Friday, February 12, 2010

Day seven hundred and seventy two ... Lucky at any age.

I'm getting so old.

I'm ancient.

You kids today!

Oh, woe is me.

Blah, blah, blah.

I hear it all the time and it makes me wonder if everyone forgot how amazing it is that they're alive enough to complain.

I'll be forty years old in a little under three months--May, 9th to be exact. It's quite a milestone for me to say the least. And in saying that I must add that I'm extremely excited to go through it. I'm delighted to enter a new room--so to speak--in the aging process of my life. I'm really, truly, and with all my heart prepared to sink my teeth into this inevitable occurrence.

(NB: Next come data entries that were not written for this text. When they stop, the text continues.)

PR #1278, opened 2018-07-24
Sort relevant alterations

zhx828:
1. Sort based on the length of the overlap if the relevant is range mutation, the bigger overlap range will be prioritized.
2. Sort based on the length of the range mutation, the shorter range mutation will be prioritized.

Checked the system that we do support range splice mutation
Related to #1257

### DIFF
--- a/core/src/main/java/org/mskcc/cbio/oncokb/util/AlterationUtils.java
+++ b/core/src/main/java/org/mskcc/cbio/oncokb/util/AlterationUtils.java
@@ -690,6 +690,27 @@ public final class AlterationUtils {
         });
     }
 
+    public static void sortAlterationsByTheRange(List<Alteration> alterations) {
+        Collections.sort(alterations, new Comparator<Alteration>() {
+            @Override
+            public int compare(Alteration a1, Alteration a2) {
+                if (a1.getProteinStart() == null || a1.getProteinEnd() == null) {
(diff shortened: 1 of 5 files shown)


core/src/main/java/org/mskcc/cbio/oncokb/util/AlterationUtils.java
```diff
@@ -690,6 +690,34 @@ public int compare(Alteration a1, Alteration a2) {
...
+                }
+
+                int overlap1 = Math.min(a1.getProteinEnd(), proteinEnd) - Math.max(a1.getProteinStart(), proteinStart);
+                int overlap2 = Math.min(a2.getProteinEnd(), proteinEnd) - Math.max(a2.getProteinStart(), proteinStart);
+
+                if (overlap1 == overlap2) {
+                    int diff = a1.getProteinEnd() - a1.getProteinStart() - (a2.getProteinEnd() - a2.getProteinStart());
+                    return diff == 0 ? a1.getAlteration().compareTo(a2.getAlteration()) : diff;
+                } else {
+                    return overlap2 - overlap1;
```
victoria34: How do you ensure that overlap2 > overlap1?

zhx828: I don't need to ensure 2 > 1. If it is bigger then it will return a positive number which 2 will have a higher priority. vice versa

PR #1287, opened 2018-07-25
solve cursor moving issue

JiaoJiao123:
Two things to highlight:
a) 2 seconds was changed to 0.2 seconds to reduce the risk of a curator losing data in the case that, multiple people edit on the same section at the same time
b) The 2 seconds debouce delay we added should already to keep the cursor stable. But since we re-assign the data[key] value after removing CSS style, the cursor moves to the very beginning. The solution is to only run the function to strip CSS when copy and paste happens.


JiaoJiao123:
Solves Issue #1256

zhx828:
@JiaoJiao123 in the previous implementation, even I didn't paste anything, it will still causing the cursor jumped to the beginning. I decreased the time to 1s before, it didn't work. Just curious how this pr would solve the issue.

JiaoJiao123:
@zhx828 In the previous implementation, removing CSS function is called regardless of typing or pasting. And that function is the cause for the jumping cursor after we implemented the 2s debounce delay. The solution here is to only call the function to remove CSS when the changes are from pasting.

Issue #1260, opened 2018-07-18
The actionable alterations download file should be sorted


zhx828:
The order should be Level, Gene, Cancer Type, Alteration

PR #1299, opened 2018-07-31
Sort All Variants, Actionable Variants file

zhx828:
Actionable Variants: Level -> Gene -> Tumor Type -> Alteration
All Variants: Gene -> Alteration -> Oncogenicity -> Mutation Effect

This solves issue #1260

### DIFF
--- a/web/src/main/java/org/mskcc/cbio/oncokb/api/pub/v1/UtilsApiController.java
+++ b/web/src/main/java/org/mskcc/cbio/oncokb/api/pub/v1/UtilsApiController.java
@@ -13,8 +13,6 @@ import org.springframework.stereotype.Controller;
 
 import java.util.*;
 
-;
-
 /**
  * Created by Hongxin on 10/28/16.
  */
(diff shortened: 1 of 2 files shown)


web/src/main/java/org/mskcc/cbio/oncokb/api/pub/v1/UtilsApiController.java
```diff
@@ -3,15 +3,18 @@
...
 import org.mskcc.cbio.oncokb.util.GeneUtils;
 import org.mskcc.cbio.oncokb.util.MainUtils;
-import org.mskcc.cbio.oncokb.model.oncotree.TumorType;;
 import org.springframework.http.HttpStatus;
 import org.springframework.http.ResponseEntity;
 import org.springframework.stereotype.Controller;
 
 import java.util.*;
+
+;
```
victoria34: What's this `;`?

zhx828: Oh, probably the autoformatting moved the top double semicolon down. I will update.

Issue #1121, opened 2018-06-28
Lower level treatment should not be shown in evidence call


zhx828:
<img width="455" alt="screen shot 2018-06-28 at 1 36 38 pm" src="https://user-images.githubusercontent.com/5400599/42053133-b28d0cc0-7ade-11e8-8c35-576ea6ba94b1.png">

The temsirolimus on level 4 shouldn’t be shown here

zhx828:
Portal should keep the same rule of the MSK reports,
Always show the highest level treatment if the level is one of 1, 2A, 3A, 4
If the highest is 2B or 3B and it has second line of therapy, should that as additional therapy

zhx828:
If the same treatment(A) appears in the string A, B then the whole drug family A, B will be ignored. But if A is in combo A+B, the evidence will be shown.

PR #1305, opened 2018-08-02
Filter out evidence with lower level

zhx828:
This solves issue #1121

### DIFF
--- a/core/src/main/java/org/mskcc/cbio/oncokb/util/EvidenceUtils.java
+++ b/core/src/main/java/org/mskcc/cbio/oncokb/util/EvidenceUtils.java
@@ -62,7 +62,7 @@ public class EvidenceUtils {
                 (source != null ? ("&" + source) : "") +
                 "&" + evidenceTypes.toString() +
                 (levelOfEvidences == null ? "" : ("&" + levelOfEvidences.toString()));
-            if(matchedAlt == null) {
+            if (matchedAlt == null) {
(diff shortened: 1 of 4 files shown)


core/src/main/java/org/mskcc/cbio/oncokb/util/EvidenceUtils.java
```diff
@@ -613,24 +613,57 @@ public static Oncogenicity getOncogenicityFromEvidence(Set<Evidence> evidences)
...
 
         for (Evidence evidence : evidences) {
             if (evidence.getTreatments() != null && evidence.getTreatments().size() > 0) {
-                String treatmentsName = TreatmentUtils.getTreatmentName(new HashSet<>(evidence.getTreatments()));
-                if (!maps.containsKey(treatmentsName)) {
-                    maps.put(treatmentsName, new HashSet<Evidence>());
+                List<String> treatments = TreatmentUtils.getTreatments(new HashSet<>(evidence.getTreatments()));
+
+                Map<String, Object> map = getBiggerItem(treatments, maps.keySet());
+                if ((boolean) map.get("exist")) {
```
victoria34: Just curious. Why do you convert it forcefully to boolean in here? I thought its value would only be True or False.

zhx828: The map has Object content, you need to force converting Object to boolean in order to pass the validation process.

PR #727, opened 2018-06-29
4.x: System.Reactive fix field names, type args, usings, operator infrastructure

akarnokd:
- Add missing `_` to private fields
- Rename internal fields to start with a capital letter
- Remove type arguments inferable from context
- Remove unnecessary `this.` and `base.` prefixes
- Remove unnecessary namespace prefixes
- Remove unused imports
- Confine certain imports to a narrower `#if <label>` cases
- Use `IdentitySink` with `Amb` and `AmbMany`
- Use `object` instead of `Object`
- Use `string` instead of `String`
- Use `decimal` instead of `Decimal`
- Use `int` instead of `Int32`
- Use `long` instead of `Int64`
- Move the common `Action _onCompleted` field of `ActionPlan<...>` into the abstract base class `ActionPlan`


Rx.NET/Source/src/System.Reactive/Concurrency/CurrentThreadScheduler.cs
```diff
@@ -12,7 +12,7 @@ namespace System.Reactive.Concurrency
     /// <seealso cref="Scheduler.CurrentThread">Singleton instance of this type exposed through this static property.</seealso>
     public sealed class CurrentThreadScheduler : LocalScheduler
     {
-        private static readonly Lazy<CurrentThreadScheduler> s_instance = new Lazy<CurrentThreadScheduler>(() => new CurrentThreadScheduler());
+        private static readonly Lazy<CurrentThreadScheduler> _staticInstance = new Lazy<CurrentThreadScheduler>(() => new CurrentThreadScheduler());
```
quinmars: When I understand the .editorconfig right, than `static readonly` fields should be in PascalCase. Although it does not state if this is the case independently of the accessibility modifiers. @onovotny used PascalCase  in #720.

akarnokd: There is a property with name `Instance` already.

quinmars: Personally I also prefer to start private fields with an underscore else you have to become creative for backing fields. Like `LazyInstance` for example.

onovotny: We can always bring `s_` back for static instance fields, but I thought that was nasty.

danielcweber:
@akarnokd Sorry, I attempted to fix the conflicts and missed out on `scheduler` vs. `Scheduler`.

PR #728, opened 2018-07-02
Mark fields as readonly as suggested by ReSharper.

danielcweber:


Rx.NET/Source/src/System.Reactive/Linq/ObservableEx.cs
```diff
@@ -13,7 +13,7 @@ namespace System.Reactive.Linq
     public static class ObservableEx
     {
 #pragma warning disable IDE1006 // Naming Styles: 3rd party code is known to reflect for this specific field name
-        private static IQueryLanguageEx s_impl = QueryServices.GetQueryImpl<IQueryLanguageEx>(new QueryLanguageEx());
+        private static readonly IQueryLanguageEx s_impl = QueryServices.GetQueryImpl<IQueryLanguageEx>(new QueryLanguageEx());
```
akarnokd: This is a "hack" entry point. Remember why we couldn't inline the IQueryLanguage? Because RxSpy and others use this type of fields to inject their instrumentation.

Rx.NET/Source/src/System.Reactive/Linq/Observable_.cs
```diff
@@ -10,7 +10,7 @@ namespace System.Reactive.Linq
     public static partial class Observable
     {
 #pragma warning disable IDE1006 // Naming Styles: 3rd party code is known to reflect for this specific field name
-        private static IQueryLanguage s_impl = QueryServices.GetQueryImpl<IQueryLanguage>(new QueryLanguage());
+        private static readonly IQueryLanguage s_impl = QueryServices.GetQueryImpl<IQueryLanguage>(new QueryLanguage());
```
akarnokd: This is a "hack" entry point. Remember why we couldn't inline the IQueryLanguage? Because RxSpy and others use this type of fields to inject their instrumentation.

Rx.NET/Source/src/System.Reactive/Linq/ObservableEx.cs
danielcweber: Alright, I though they did it through the `PlatformEnlightenmentProvider`. That should still be possible though.

We should try to get in touch with the RxSpy folks though soon.

Rx.NET/Source/src/System.Reactive/Linq/Observable_.cs
danielcweber: I'll revise that in a minute.

Rx.NET/Source/src/System.Reactive/Linq/ObservableEx.cs
akarnokd: https://github.com/niik/RxSpy/blob/ab0dad44f999a9434afdef581fb55085207642bb/RxSpy/RxSpySession.cs#L136

danielcweber:
This has been revised.

PR #730, opened 2018-07-02
4.x: ComparisonBenchmarks solution

akarnokd:
This PR adds a standalone netcoreapp2.1 solution with BenchmarkDotnet and Rx.NET as a NuGet dependency and should enable comparative benchmark runs via changing the dependency on the actual Rx.NET version.

Example comparative benchmark for `Range`:

```
BenchmarkDotNet=v0.10.14, OS=Windows 10.0.17134
Intel Core i7-4790 CPU 3.60GHz (Haswell), 1 CPU, 8 logical and 4 physical cores
Frequency=3513588 Hz, Resolution=284.6094 ns, Timer=TSC
.NET Core SDK=2.1.300
  [Host]     : .NET Core 2.1.0 (CoreCLR 4.6.26515.07, CoreFX 4.6.26515.06), 64bit RyuJIT
  DefaultJob : .NET Core 2.1.0 (CoreCLR 4.6.26515.07, CoreFX 4.6.26515.06), 64bit RyuJIT
```

#### Rx.NET 3.1.1

 Method |       N |           Mean |       Error |      StdDev |      Gen 0 |    Allocated |
------- |--------:|---------------:|------------:|------------:|-----------:|-------------:|
  Range |       1 |       1.391 us |   0.0059 us |   0.0052 us |     0.4406 |      1.81 KB |
  Range |      10 |       4.460 us |   0.0136 us |   0.0127 us |     1.1368 |      4.67 KB |
  Range |     100 |      34.751 us |   0.1546 us |   0.1446 us |     7.7515 |     31.86 KB |
  Range |    1000 |     336.790 us |   1.0798 us |   1.0100 us |    73.2422 |    300.08 KB |
  Range |   10000 |   3,470.563 us |   8.8414 us |   8.2702 us |   726.5625 |   2980.11 KB |
  Range |  100000 |  34,452.518 us | 169.7244 us | 150.4562 us |  7250.0000 |  29785.81 KB |
  Range | 1000000 | 341,178.302 us | 563.2819 us | 439.7734 us | 72687.5000 | 297838.53 KB |

#### Rx.NET 4.0.0

 Method |       N |           Mean |       Error |      StdDev |      Gen 0 |   Allocated |
------- |--------:|---------------:|------------:|------------:|-----------:|------------:|
  Range |       1 |       1.115 us |   0.0073 us |   0.0068 us |     0.4082 |     1.68 KB |
[...]

PR #731, opened 2018-07-02
Enable switching Rx versions for benchmarks.

danielcweber:
This PR makes the referenced Rx-version switchable. It works by force-overriding the used Rx-version (if taken from nuget). It can be combined with the standalone solution from https://github.com/dotnet/reactive/pull/730, the solution should then have configurations that match the project configurations (current, Rx3.1.1, etc), so the config can easily be switched in the VS dropdown.


akarnokd:
I'm not sure how this would work with #730 as it is a separate solution and has no access to CURRENT.

Besides, I found it much easier to keep the NuGet manager open and switch the Rx library with one dropdown and one update click. This requires clicking on the releases dropdown, clicking on the configuration manager, clicking on the configuration dropdown, clicking on it again because the first click just selects the cell, click on the setting, close the window and finally clean the solution.

Regardless, I don't see a reason to keep both of them around and copy benchmarks between the two.

danielcweber:
>I'm not sure how this would work with #730 as it is a separate solution and has no access to CURRENT.

Unless you reference the project in the separate solution.

>Besides, I found it much easier to keep the NuGet manager open and switch the Rx library with one dropdown and one update click.

That's what I'm saying, the hybrid of #730 and 731 can have both, access to the current sources and easier access to the configuration.

I'm good with either.

PR #737, opened 2018-07-03
Hybrid of #730 and #731

danielcweber:
Hybrid between #730 and #731: The projects are referenced in their own solution, the configuration is easily accessible by dropdown (one click!, no cleanup), the current sources are available. File structure cleanup will be needed.


akarnokd:
It still makes no sense to me to have both.

danielcweber:
No need to have both.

Because if I make it that far it will mean that I've lived almost three months from right now.

Fingers crossed.

When we're young things are so different. When we say things like "I'm almost five," or "I'm four and a half," we don't say it with horror, despair, or worry in our voice. We say it with wonderment and awe--with hope and anticipation at the whole idea--because we practically can't wait to get there. Then somewhere around the beginning of our teens we stop using fractions and forecasts. We say it straight up with no hesitation or wavering.

"I'm fifteen."

And so you are.

And so it goes for many years--excluding the inevitable attempts to pass oneself off as 21 for the four or five years preceding, in order to get served alcohol--and we get through our twenties enjoying all the colors on the palate of our flourishing youth--our salad days, as it were. We fall in and out of love twenty times; we fail and ace test after test; we move from one shithole to the next and enjoy the transient nature that is living out of cardboard boxes. We leave as many things behind as we pick up from others who left theirs where we just landed. We argue with landlords and absorb with a raised ear tales of those who were in our indignant position and held out for months without paying rent. We hear stories of how our rights trump those who pay the property tax and mortgage. We are defiant in defense of our undue plight while the world on the other side of our sense of entitlement rolls along not really noticing our disgust. Because the rest of the world is a little too busy to pay heed to the guy with his arms crossed, his head in the air, mattress on the floor, with a milk crate for a table and a self-imposed static tram route from the dishroom to the bar and back to the mattress again.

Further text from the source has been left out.